Exact copies of all the records are the expected output.

-----

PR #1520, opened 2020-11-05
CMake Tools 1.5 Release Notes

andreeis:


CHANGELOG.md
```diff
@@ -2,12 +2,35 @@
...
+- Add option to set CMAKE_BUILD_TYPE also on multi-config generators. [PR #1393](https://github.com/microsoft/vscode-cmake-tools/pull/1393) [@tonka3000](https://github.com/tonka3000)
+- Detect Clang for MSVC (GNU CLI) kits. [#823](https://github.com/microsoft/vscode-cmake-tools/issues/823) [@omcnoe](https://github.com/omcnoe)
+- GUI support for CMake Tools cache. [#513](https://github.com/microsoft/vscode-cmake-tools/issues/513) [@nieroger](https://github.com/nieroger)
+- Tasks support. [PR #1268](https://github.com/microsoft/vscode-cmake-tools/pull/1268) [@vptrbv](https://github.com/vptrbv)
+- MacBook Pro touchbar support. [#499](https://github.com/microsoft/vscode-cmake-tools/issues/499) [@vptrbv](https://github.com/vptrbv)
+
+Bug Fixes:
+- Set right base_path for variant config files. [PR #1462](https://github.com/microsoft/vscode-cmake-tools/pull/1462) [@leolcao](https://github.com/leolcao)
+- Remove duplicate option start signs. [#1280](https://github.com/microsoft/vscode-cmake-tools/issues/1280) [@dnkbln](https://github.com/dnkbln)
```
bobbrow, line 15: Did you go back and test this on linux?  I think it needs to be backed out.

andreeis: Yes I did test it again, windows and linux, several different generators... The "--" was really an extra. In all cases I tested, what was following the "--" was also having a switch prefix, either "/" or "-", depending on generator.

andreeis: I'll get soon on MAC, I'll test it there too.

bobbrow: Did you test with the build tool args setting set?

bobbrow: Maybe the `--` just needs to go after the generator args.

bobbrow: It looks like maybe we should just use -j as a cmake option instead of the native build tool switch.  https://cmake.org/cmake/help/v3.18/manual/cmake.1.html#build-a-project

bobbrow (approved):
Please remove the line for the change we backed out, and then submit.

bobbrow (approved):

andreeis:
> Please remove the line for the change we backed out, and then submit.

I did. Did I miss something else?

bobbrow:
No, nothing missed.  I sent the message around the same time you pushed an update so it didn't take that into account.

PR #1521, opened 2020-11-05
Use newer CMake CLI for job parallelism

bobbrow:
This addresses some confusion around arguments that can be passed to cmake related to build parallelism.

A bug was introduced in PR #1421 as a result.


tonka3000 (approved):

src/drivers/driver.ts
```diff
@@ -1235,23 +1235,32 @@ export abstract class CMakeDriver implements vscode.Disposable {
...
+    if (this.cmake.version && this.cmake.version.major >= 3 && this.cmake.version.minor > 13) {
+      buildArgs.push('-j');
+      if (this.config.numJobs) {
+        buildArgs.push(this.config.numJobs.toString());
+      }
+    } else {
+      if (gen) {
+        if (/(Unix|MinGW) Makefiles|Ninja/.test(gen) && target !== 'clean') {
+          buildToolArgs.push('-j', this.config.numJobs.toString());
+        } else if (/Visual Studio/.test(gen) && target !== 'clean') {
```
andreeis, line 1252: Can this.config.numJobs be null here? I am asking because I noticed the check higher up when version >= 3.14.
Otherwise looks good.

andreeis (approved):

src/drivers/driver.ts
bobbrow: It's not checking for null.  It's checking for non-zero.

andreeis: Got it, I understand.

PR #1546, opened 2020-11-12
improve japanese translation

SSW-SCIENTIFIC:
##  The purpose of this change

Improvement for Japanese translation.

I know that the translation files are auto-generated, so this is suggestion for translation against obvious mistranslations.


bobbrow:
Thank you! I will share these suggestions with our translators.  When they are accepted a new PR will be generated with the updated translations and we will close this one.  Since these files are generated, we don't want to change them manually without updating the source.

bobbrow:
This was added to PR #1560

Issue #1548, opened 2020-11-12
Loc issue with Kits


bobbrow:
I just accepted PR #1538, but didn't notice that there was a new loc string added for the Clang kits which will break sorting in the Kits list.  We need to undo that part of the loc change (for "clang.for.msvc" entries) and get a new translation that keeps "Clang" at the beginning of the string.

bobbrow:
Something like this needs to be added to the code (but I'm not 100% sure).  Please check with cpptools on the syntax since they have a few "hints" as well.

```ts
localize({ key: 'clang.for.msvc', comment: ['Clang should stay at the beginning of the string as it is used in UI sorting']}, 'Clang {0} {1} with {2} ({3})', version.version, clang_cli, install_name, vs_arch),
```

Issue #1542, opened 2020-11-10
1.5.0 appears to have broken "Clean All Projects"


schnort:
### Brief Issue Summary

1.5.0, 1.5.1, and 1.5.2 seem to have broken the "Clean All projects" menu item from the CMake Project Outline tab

-----

## Result below
PR #1520, opened 2020-11-05
CMake Tools 1.5 Release Notes

andreeis:


CHANGELOG.md
```diff
@@ -2,12 +2,35 @@
...
+- Add option to set CMAKE_BUILD_TYPE also on multi-config generators. [PR #1393](https://github.com/microsoft/vscode-cmake-tools/pull/1393) [@tonka3000](https://github.com/tonka3000)
+- Detect Clang for MSVC (GNU CLI) kits. [#823](https://github.com/microsoft/vscode-cmake-tools/issues/823) [@omcnoe](https://github.com/omcnoe)
+- GUI support for CMake Tools cache. [#513](https://github.com/microsoft/vscode-cmake-tools/issues/513) [@nieroger](https://github.com/nieroger)
+- Tasks support. [PR #1268](https://github.com/microsoft/vscode-cmake-tools/pull/1268) [@vptrbv](https://github.com/vptrbv)
+- MacBook Pro touchbar support. [#499](https://github.com/microsoft/vscode-cmake-tools/issues/499) [@vptrbv](https://github.com/vptrbv)
+
+Bug Fixes:
+- Set right base_path for variant config files. [PR #1462](https://github.com/microsoft/vscode-cmake-tools/pull/1462) [@leolcao](https://github.com/leolcao)
+- Remove duplicate option start signs. [#1280](https://github.com/microsoft/vscode-cmake-tools/issues/1280) [@dnkbln](https://github.com/dnkbln)
```
bobbrow, line 15: Did you go back and test this on linux?  I think it needs to be backed out.

andreeis: Yes I did test it again, windows and linux, several different generators... The "--" was really an extra. In all cases I tested, what was following the "--" was also having a switch prefix, either "/" or "-", depending on generator.

andreeis: I'll get soon on MAC, I'll test it there too.

bobbrow: Did you test with the build tool args setting set?

bobbrow: Maybe the `--` just needs to go after the generator args.

bobbrow: It looks like maybe we should just use -j as a cmake option instead of the native build tool switch.  https://cmake.org/cmake/help/v3.18/manual/cmake.1.html#build-a-project

bobbrow (approved):
Please remove the line for the change we backed out, and then submit.

bobbrow (approved):

andreeis:
> Please remove the line for the change we backed out, and then submit.

I did. Did I miss something else?

bobbrow:
No, nothing missed.  I sent the message around the same time you pushed an update so it didn't take that into account.

PR #1521, opened 2020-11-05
Use newer CMake CLI for job parallelism

bobbrow:
This addresses some confusion around arguments that can be passed to cmake related to build parallelism.

A bug was introduced in PR #1421 as a result.


tonka3000 (approved):

src/drivers/driver.ts
```diff
@@ -1235,23 +1235,32 @@ export abstract class CMakeDriver implements vscode.Disposable {
...
+    if (this.cmake.version && this.cmake.version.major >= 3 && this.cmake.version.minor > 13) {
+      buildArgs.push('-j');
+      if (this.config.numJobs) {
+        buildArgs.push(this.config.numJobs.toString());
+      }
+    } else {
+      if (gen) {
+        if (/(Unix|MinGW) Makefiles|Ninja/.test(gen) && target !== 'clean') {
+          buildToolArgs.push('-j', this.config.numJobs.toString());
+        } else if (/Visual Studio/.test(gen) && target !== 'clean') {
```
andreeis, line 1252: Can this.config.numJobs be null here? I am asking because I noticed the check higher up when version >= 3.14.
Otherwise looks good.

andreeis (approved):

src/drivers/driver.ts
bobbrow: It's not checking for null.  It's checking for non-zero.

andreeis: Got it, I understand.

PR #1546, opened 2020-11-12
improve japanese translation

SSW-SCIENTIFIC:
##  The purpose of this change

Improvement for Japanese translation.

I know that the translation files are auto-generated, so this is suggestion for translation against obvious mistranslations.


bobbrow:
Thank you! I will share these suggestions with our translators.  When they are accepted a new PR will be generated with the updated translations and we will close this one.  Since these files are generated, we don't want to change them manually without updating the source.

bobbrow:
This was added to PR #1560

Issue #1548, opened 2020-11-12
Loc issue with Kits


bobbrow:
I just accepted PR #1538, but didn't notice that there was a new loc string added for the Clang kits which will break sorting in the Kits list.  We need to undo that part of the loc change (for "clang.for.msvc" entries) and get a new translation that keeps "Clang" at the beginning of the string.

bobbrow:
Something like this needs to be added to the code (but I'm not 100% sure).  Please check with cpptools on the syntax since they have a few "hints" as well.

```ts
localize({ key: 'clang.for.msvc', comment: ['Clang should stay at the beginning of the string as it is used in UI sorting']}, 'Clang {0} {1} with {2} ({3})', version.version, clang_cli, install_name, vs_arch),
```

Issue #1542, opened 2020-11-10
1.5.0 appears to have broken "Clean All Projects"


schnort:
### Brief Issue Summary

1.5.0, 1.5.1, and 1.5.2 seem to have broken the "Clean All projects" menu item from the CMake Project Outline tab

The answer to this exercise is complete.